Anonymous, an onyst wrote on Fri, Sep 2, 2011 06:26 PM UTC:Excellent ★★★★★
Two things:
        1) You often say 'pentagonal' or 'pentagonal prism' as a board
shape. These should probably be 'hexagonal' and 'hexagonal prism'.
Regular pentagons don't tile the plane.
        2) 'Al fil' is Arabic for 'the elephant'. I should know --- I
speak Hebrew, where 'pil' (somewhere between 'peel' and 'pill' in
pronunciation) means elephant, and Hebrew is very closely related to

Charles Gilman wrote on Sun, Dec 21, 2008 07:16 AM UTC:
The Mightswitcher et cetera have now been added to the next article.

Charles Gilman wrote on Sun, Nov 30, 2008 07:03 AM UTC:
I have missed a colourswitching Nightrider, true, but not from this
particular page. The description on the index specifies radial pieces.
Perhaps the introduction should reflect that description better. Its place
would be on the next page in the series. It needs naming with other
odd-only oblique pieces in mind. Would Nightswitcher, Camelswitcher,
Zebraswitcher et cetera do? In the meantime I have slimmed down the next
page ready to add whatever names consensus falls on.

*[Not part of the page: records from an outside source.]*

PR #9047, opened 2025-02-03
Refactor bulk_create calls

zhiltsov-max:
### Motivation and context

- Added default batch size in bulk create calls
- Removed SQLite workaround in `bulk_create()` calls

### Checklist

### License


SpecLad:
What's the purpose of this?

zhiltsov-max:
As the description states - use chunk size by default. It's often unintentionally forgotten.

SpecLad:
> As the description states - use chunk size by default. It's often unintentionally forgotten.

Sure, but why do we want this?

cvat/apps/engine/model_utils.py
```diff
@@ -18,3 +22,86 @@ class Undefined:
...
+
+
+def bulk_create(
+    db_model: type[_ModelT],
+    objs: Iterable[_ModelT],
+    batch_size: int | None = ...,
+    ignore_conflicts: bool = ...,
+    update_conflicts: bool | None = ...,
+    update_fields: Sequence[str] | None = ...,
+    unique_fields: Sequence[str] | None = ...,
```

Panda+Dabbabante is a less-blockable version of the Rook - and its
analogues in other directions a less-blockable Bishop, Queen, Nightrider
et cetera. I will give them some more thought - and of course welcome
ideas from others.

John Smith wrote on Thu, Nov 27, 2008 08:25 PM UTC:
You missed one, Charles! What would be a colourswitching Nightrider? How about a Dabbabante+Panda and its Bishop and Queen counterparts?